Прохлаждались мы среди мехов – зеркала, эр-кондишн, метакса с шипучкой (я прямо пристрастился), гостеприимные приказчики: застенчивый химик-технолог Марина из Подмосковья, вдумчивый экономист Гавриил из Кишинева, гусаристый Тадек из Варшавы, зауважавший меня за то, что я знал “Пана Тадеуша”, но рассудительности не потерявший: “Не бывает, чтобы все люди были хорошие”, – а значит, и шубы должны иметь проплешинки – тут же закрасить пульверизатором, прорешинки – тут же подштопать.
Ужасно жалко, что самое отвратительное – соперничество – может быть изгнано из жизни лишь вместе с самой жизнью… В нынешнем мире дуракам вроде меня главное – не считать себя умнее других, не искать нехоженых троп. В Салониках я разнюхал торговую щель с баснословно дешевыми “хвостиками”, а это оказалась “летняя норка”, сыпучая, как перезрелый одуванчик. К счастью, хозяин
(усы, пузо – ну, Сухуми и Сухуми) оказался так добр, что согласился взять обратно всего на каких-то восемьдесят марок дешевле.

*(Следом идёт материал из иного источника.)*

PR #198, opened 2021-01-15
rebalance: better feeadjuster integration

gallizoltan:
- turns off feeadjuster's automatic fee updates while rebalance running
- runs feeadjust only once, at the end
- measures time for rebalance

### DIFF
--- a/rebalance/rebalance.py
+++ b/rebalance/rebalance.py
@@ -1,6 +1,7 @@
 #!/usr/bin/env python3
 from pyln.client import Plugin, Millisatoshi, RpcError
 from threading import Thread, Lock
+from datetime import timedelta
 import time
 import uuid
 
@@ -314,10 +315,11 @@ def get_ideal_ratio(channels: list, enough_liquidity: Millisatoshi):
 
 
 def feeadjust_would_be_nice(plugin: Plugin):
-    try:
+    commands = [c for c in plugin.rpc.help().get("help") if c["command"].split()[0] == "feeadjust"]
+    if len(commands) == 1:
         msg = plugin.rpc.feeadjust()
         plugin.log(f"Feeadjust succeeded: {msg}")
-    except Exception:
+    else:
         plugin.log("The feeadjuster plugin would be useful here")
 
 
@@ -375,6 +377,7 @@ def maybe_rebalance_pairs(plugin: Plugin, ch1, ch2, failed_pairs: list):
         amount = min(amount, get_max_amount(i, plugin))
         maxfee = get_max_fee(plugin, amount)
         plugin.log(f"Try to rebalance: {scid1} -> {scid2}; amount={amount}; maxfee={maxfee}")
+        start_ts = time.time()
         try:
             res = rebalance(plugin, outgoing_scid=scid1, incoming_scid=scid2, msatoshi=amount, maxfeepercent=0, retry_for=1200, exemptfee=maxfee)
         except Exception:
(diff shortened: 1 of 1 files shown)


rebalance/rebalance.py
```diff
@@ -428,8 +442,10 @@ def rebalanceall_thread(plugin: Plugin):
                 break
             success += 1
             fee_spent += result["fee_spent"]
-            feeadjust_would_be_nice(plugin)
-        plugin.log(f"Automatic rebalance finished: {success} successful rebalance, {fee_spent} fee spent")
+        feeadjust_would_be_nice(plugin)
+        feeadjuster_toggle(plugin, feeadjuster_state)
+        elapsed_time = timedelta(seconds=time.time()-start_ts)
```
m-schmoock, line 447: nit: missing spaces
```suggestion
        elapsed_time = timedelta(seconds=time.time() - start_ts)
```

rebalance/rebalance.py
```diff
@@ -408,10 +412,20 @@ def maybe_rebalance_once(plugin: Plugin, failed_pairs: list):
     return {"success": False, "fee_spent": Millisatoshi(0)}
 
 
+def feeadjuster_toggle(plugin: Plugin, new_value: bool):
+    try:
+        msg = plugin.rpc.feeadjuster_toggle(new_value)
+        return msg["forward_event_subscription"]["previous"]
+    except Exception:
```
m-schmoock, line 419: Okay, but is there a better or more precise way to check for a specific RPC method?
`lightning-cli plugin list` is not very good, as it does not know the version of the plugin and we don't have plugin names but just full path names. So maybe we could parse `lightning-cli help` and look for the method name. If found use it. Then we can get rid of the `try/except Exception` and let it fail if the other plugin has a problem.

What do you think? If you change it please also do it for the call to the `feeadjust_would_be_nice` method ;)

m-schmoock (approved):
ACK 5ffa7c0

just some nits

gallizoltan:
I put this to draft until #200 got merged.

rebalance/rebalance.py
```diff
@@ -314,10 +315,11 @@ def get_ideal_ratio(channels: list, enough_liquidity: Millisatoshi):
 
 
 def feeadjust_would_be_nice(plugin: Plugin):
-    try:
+    commands = [c for c in plugin.rpc.help().get("help") if c["command"].split()[0] == "feeadjust"]
```
m-schmoock, line 318: Thx, nice!

We should add this a generic method for this to pyln rpc code, that calls 'help' just the first time and caches it. Then we could have something like this:

```python
if plugin.has_method("somefunction"):
    # foo
```

m-schmoock:
ACK d36e938

m-schmoock:
@gallizoltan 
Next time, but could you try to keep the commit message to a 50/72 format?
Meaning 50chars for the header and 72 chars for the text body part?

m-schmoock:
Just looks a bit clunky ;)
```
* b80c558 (origin/master, origin/HEAD, master) rebalance: better feeadjuster integration - turns off feeadjuster's automatic fee updates while rebalance running - runs feeadjust only once, at the end - measures time for rebalance
* 7c88402 feeadjuster: no underscore in method name
```

gallizoltan:
> Just looks a bit clunky ;)
> 
> ```
> * b80c558 (origin/master, origin/HEAD, master) rebalance: better feeadjuster integration - turns off feeadjuster's automatic fee updates while rebalance running - runs feeadjust only once, at the end - measures time for rebalance
> * 7c88402 feeadjuster: no underscore in method name
> ```

Ok, I think I just hit one Enter in the commit message instead of two. Will do better next time.

rebalance/rebalance.py
m-schmoock: See https://github.com/lightningd/plugins/pull/201

m-schmoock: Update: doesn't seem to work, as rpc code generates method on the fly when getattr is called.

Зазывалы зазывали нас на олимпийские меховые фабрики – черпать из самого чистого источника; мы съездили, посмотрели с моста на быструю плоскую речку среди сросшейся зелени – в прозрачной воде, как в садке, бродили крупные рыбины. Потом сорганизовалась другая группа; их автобус остановили автоматчики в масках, прекрасно владеющие русским разговорным, и у всех изъяли от двух до пяти тысяч баксов. Но мы, солдаты, не размышляем о пуле, уложившей соседа. Моя мартышка вертится перед зеркалом просто
“для себя”, примеряет даже недосягаемые “целиковые” шубы и шубки, поводит плечами, как манекенщица. Загар, меха, отсветы зеркал – она вспыхивает совершенно ослепительной красотой. Хотя меня теперь не ослепишь, я, прагматичный андрон, толкую лишь о ценах на шубы из хвостиков, лобиков (панцирь из полумесяцев) и даже “из сердца” – гистерезистые петли, нарезанные из грудок бедных зверьков. Но что вы хотите – это жизнь!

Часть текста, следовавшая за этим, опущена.